### STUDY MATERIAL
PR #1941, opened 2023-05-31
Remove converting PKCS#8 passphrase to CString

alex:
It's not required, there's an explicit length.

### DIFF
--- a/openssl/src/pkey.rs
+++ b/openssl/src/pkey.rs
@@ -57,7 +57,7 @@ use cfg_if::cfg_if;
 use foreign_types::{ForeignType, ForeignTypeRef};
 use libc::{c_int, c_long};
 use openssl_macros::corresponds;
-use std::convert::TryFrom;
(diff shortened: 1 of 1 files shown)


openssl/src/pkey.rs
```diff
@@ -362,14 +358,12 @@ where
...
             let bio = MemBio::new()?;
-            let len = passphrase.len();
-            let passphrase = CString::new(passphrase).unwrap();
             cvt(ffi::i2d_PKCS8PrivateKey_bio(
                 bio.as_ptr(),
                 self.as_ptr(),
                 cipher.as_ptr(),
                 passphrase.as_ptr() as *const _ as *mut _,
-                len as ::libc::c_int,
+                passphrase.len() as ::libc::c_int,
```
sfackler, line 366: We should use try_into here to panic instead of overflowing on comically large passphrases

sfackler (approved):

Issue #1944, opened 2023-06-03
Building with BoringSSL should set ossl110, etc.


davidben:
In C, BoringSSL defines `OPENSSL_VERSION_NUMBER` to match OpenSSL 1.1.1 because, by default, you're expected to use the code you use for OpenSSL 1.1.1. Occasionally things vary from the target version, so we have `OPENSSL_IS_BORINGSSL`, but the default is to match 1.1.1.

rust-openssl's initial BoringSSL port wasn't done right. Rather than following this standard pattern, it defaults to giving BoringSSL the code for the very oldest OpenSSL! This has caused a lot of mess over the short period of time this port has existed:
* 0194e3f9decf0820615ce5b70f26433ac15eaba7
* 0257e2611d01127607b724a043642b01adf41706
* 2fe8b94066f1063ec78b0502052e4558379514a0
* 65a75a818f280ed578e9e68f7d6c1ca203b10e6f (the dh.rs bugfix)
* 3f68c0e5c77bd27ece67eb589ac71fc734fffe5b
* d3e557cf4836e49d97f38dcf2b349b8e7c30d9a8

We're still not done. The code below was deprecated years before the port existed, and will break very soon. Also it means rust-openssl loses [this fix](https://boringssl.googlesource.com/boringssl/+/9939e14cffc66f9b9f3374fb52c97bd8bfb0bfbe).
https://github.com/sfackler/rust-openssl/blob/master/openssl/src/rsa.rs#L584
https://github.com/sfackler/rust-openssl/blob/master/openssl/src/dsa.rs#L317

I'll upload a PR to do a point fix there, but that is merely fixing a symptom of a structural flaw in the port. The true fix is for rust-openssl to follow the supported pattern in C. The default for OpenSSL derivatives should be to target the OpenSSL version they advertise.

That'll simplify a lot of the `cfg(ossl110, boringssl)` lines. Though we'll need to clean up some tech debt in the process:

* Adding `cfg(not(boringssl))` on features we don't support (bindings libraries are, alas, a pain point because they tend to expose every feature that exists, even if not used in practice)
* In some places, we'll probably need to add some compatibility functions to BoringSSL
* There's some mess with `__fixed_rust` suffixes on function callbacks which we may need to replicate in `bssl-sys`. (The old names have been deprecated for a while... is it time to unwind that mess?)

[...]

PR #1945, opened 2023-06-03
Fix some deprecated patterns when using BoringSSL

davidben:
The RSA and DSA changes will be needed to avoid build breakage soon. The others are mostly tidying up. There's another place around BIO that we'd ideally also switch over, but that depends on resolving the __fixed_rust mess first.

This addresses a symptom of #1944, but not the root cause.

(@maurer FYI. Android will need to pick this patch up to avoid causing another problem with BoringSSL updates.)

### DIFF
--- a/openssl/src/asn1.rs
+++ b/openssl/src/asn1.rs
@@ -738,7 +738,7 @@ impl fmt::Debug for Asn1ObjectRef {
 }
 
 cfg_if! {
-    if #[cfg(any(ossl110, libressl273))] {
+    if #[cfg(any(ossl110, libressl273, boringssl))] {
         use ffi::ASN1_STRING_get0_data;
     } else {
         #[allow(bad_style)]
--- a/openssl/src/dsa.rs
+++ b/openssl/src/dsa.rs
@@ -7,6 +7,7 @@
 
 use cfg_if::cfg_if;
 use foreign_types::{ForeignType, ForeignTypeRef};
+#[cfg(not(boringssl))]
 use libc::c_int;
 use std::fmt;
 use std::mem;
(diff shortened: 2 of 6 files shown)


davidben:
CI failures are odd. They are with BoringSSL, but I'm also confused how they could be caused by this PR:

```
error: ambiguous glob re-exports
  --> openssl-sys/src/lib.rs:17:9
   |
17 | pub use libc::*;
   |         ^^^^^^^ the name `FILE` in the type namespace is first re-exported here
...
36 | pub use boringssl::*;
   |         ------------ but the name `FILE` in the type namespace is also re-exported here
   |
   = note: `-D ambiguous-glob-reexports` implied by `-D warnings`

error: ambiguous glob re-exports
  --> openssl-sys/src/lib.rs:17:9
   |
17 | pub use libc::*;
   |         ^^^^^^^ the name `timeval` in the type namespace is first re-exported here
...
36 | pub use boringssl::*;
   |         ------------ but the name `timeval` in the type namespace is also re-exported here

error: ambiguous glob re-exports
  --> openssl-sys/src/lib.rs:17:9
   |
17 | pub use libc::*;
   |         ^^^^^^^ the name `tm` in the type namespace is first re-exported here
...
36 | pub use boringssl::*;
   |         ------------ but the name `tm` in the type namespace is also re-exported here

error: ambiguous glob re-exports
  --> openssl-sys/src/lib.rs:17:9
   |
17 | pub use libc::*;
   |         ^^^^^^^ the name `time_t` in the type namespace is first re-exported here
...
36 | pub use boringssl::*;
   |         ------------ but the name `time_t` in the type namespace is also re-exported here
```

Is there perhaps an issue with bindgen over-binding things?

davidben:
I see a similar failure in #1946, so guessing this is not related to this PR and rather the CI broke.

alex (approved):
######
ABOUT THIS TASK:
Restate the records word for word, keeping every line.

SOLUTION TO THE EXERCISE:
PR #1941, opened 2023-05-31
Remove converting PKCS#8 passphrase to CString

alex:
It's not required, there's an explicit length.

### DIFF
--- a/openssl/src/pkey.rs
+++ b/openssl/src/pkey.rs
@@ -57,7 +57,7 @@ use cfg_if::cfg_if;
 use foreign_types::{ForeignType, ForeignTypeRef};
 use libc::{c_int, c_long};
 use openssl_macros::corresponds;
-use std::convert::TryFrom;
(diff shortened: 1 of 1 files shown)


openssl/src/pkey.rs
```diff
@@ -362,14 +358,12 @@ where
...
             let bio = MemBio::new()?;
-            let len = passphrase.len();
-            let passphrase = CString::new(passphrase).unwrap();
             cvt(ffi::i2d_PKCS8PrivateKey_bio(
                 bio.as_ptr(),
                 self.as_ptr(),
                 cipher.as_ptr(),
                 passphrase.as_ptr() as *const _ as *mut _,
-                len as ::libc::c_int,
+                passphrase.len() as ::libc::c_int,
```
sfackler, line 366: We should use try_into here to panic instead of overflowing on comically large passphrases

sfackler (approved):

Issue #1944, opened 2023-06-03
Building with BoringSSL should set ossl110, etc.


davidben:
In C, BoringSSL defines `OPENSSL_VERSION_NUMBER` to match OpenSSL 1.1.1 because, by default, you're expected to use the code you use for OpenSSL 1.1.1. Occasionally things vary from the target version, so we have `OPENSSL_IS_BORINGSSL`, but the default is to match 1.1.1.

rust-openssl's initial BoringSSL port wasn't done right. Rather than following this standard pattern, it defaults to giving BoringSSL the code for the very oldest OpenSSL! This has caused a lot of mess over the short period of time this port has existed:
* 0194e3f9decf0820615ce5b70f26433ac15eaba7
* 0257e2611d01127607b724a043642b01adf41706
* 2fe8b94066f1063ec78b0502052e4558379514a0
* 65a75a818f280ed578e9e68f7d6c1ca203b10e6f (the dh.rs bugfix)
* 3f68c0e5c77bd27ece67eb589ac71fc734fffe5b
* d3e557cf4836e49d97f38dcf2b349b8e7c30d9a8

We're still not done. The code below was deprecated years before the port existed, and will break very soon. Also it means rust-openssl loses [this fix](https://boringssl.googlesource.com/boringssl/+/9939e14cffc66f9b9f3374fb52c97bd8bfb0bfbe).
https://github.com/sfackler/rust-openssl/blob/master/openssl/src/rsa.rs#L584
https://github.com/sfackler/rust-openssl/blob/master/openssl/src/dsa.rs#L317

I'll upload a PR to do a point fix there, but that is merely fixing a symptom of a structural flaw in the port. The true fix is for rust-openssl to follow the supported pattern in C. The default for OpenSSL derivatives should be to target the OpenSSL version they advertise.

That'll simplify a lot of the `cfg(ossl110, boringssl)` lines. Though we'll need to clean up some tech debt in the process:

* Adding `cfg(not(boringssl))` on features we don't support (bindings libraries are, alas, a pain point because they tend to expose every feature that exists, even if not used in practice)
* In some places, we'll probably need to add some compatibility functions to BoringSSL
* There's some mess with `__fixed_rust` suffixes on function callbacks which we may need to replicate in `bssl-sys`. (The old names have been deprecated for a while... is it time to unwind that mess?)

[...]

PR #1945, opened 2023-06-03
Fix some deprecated patterns when using BoringSSL

davidben:
The RSA and DSA changes will be needed to avoid build breakage soon. The others are mostly tidying up. There's another place around BIO that we'd ideally also switch over, but that depends on resolving the __fixed_rust mess first.

This addresses a symptom of #1944, but not the root cause.

(@maurer FYI. Android will need to pick this patch up to avoid causing another problem with BoringSSL updates.)

### DIFF
--- a/openssl/src/asn1.rs
+++ b/openssl/src/asn1.rs
@@ -738,7 +738,7 @@ impl fmt::Debug for Asn1ObjectRef {
 }
 
 cfg_if! {
-    if #[cfg(any(ossl110, libressl273))] {
+    if #[cfg(any(ossl110, libressl273, boringssl))] {
         use ffi::ASN1_STRING_get0_data;
     } else {
         #[allow(bad_style)]
--- a/openssl/src/dsa.rs
+++ b/openssl/src/dsa.rs
@@ -7,6 +7,7 @@
 
 use cfg_if::cfg_if;
 use foreign_types::{ForeignType, ForeignTypeRef};
+#[cfg(not(boringssl))]
 use libc::c_int;
 use std::fmt;
 use std::mem;
(diff shortened: 2 of 6 files shown)


davidben:
CI failures are odd. They are with BoringSSL, but I'm also confused how they could be caused by this PR:

```
error: ambiguous glob re-exports
  --> openssl-sys/src/lib.rs:17:9
   |
17 | pub use libc::*;
   |         ^^^^^^^ the name `FILE` in the type namespace is first re-exported here
...
36 | pub use boringssl::*;
   |         ------------ but the name `FILE` in the type namespace is also re-exported here
   |
   = note: `-D ambiguous-glob-reexports` implied by `-D warnings`

error: ambiguous glob re-exports
  --> openssl-sys/src/lib.rs:17:9
   |
17 | pub use libc::*;
   |         ^^^^^^^ the name `timeval` in the type namespace is first re-exported here
...
36 | pub use boringssl::*;
   |         ------------ but the name `timeval` in the type namespace is also re-exported here

error: ambiguous glob re-exports
  --> openssl-sys/src/lib.rs:17:9
   |
17 | pub use libc::*;
   |         ^^^^^^^ the name `tm` in the type namespace is first re-exported here
...
36 | pub use boringssl::*;
   |         ------------ but the name `tm` in the type namespace is also re-exported here

error: ambiguous glob re-exports
  --> openssl-sys/src/lib.rs:17:9
   |
17 | pub use libc::*;
   |         ^^^^^^^ the name `time_t` in the type namespace is first re-exported here
...
36 | pub use boringssl::*;
   |         ------------ but the name `time_t` in the type namespace is also re-exported here
```

Is there perhaps an issue with bindgen over-binding things?

davidben:
I see a similar failure in #1946, so guessing this is not related to this PR and rather the CI broke.

alex (approved):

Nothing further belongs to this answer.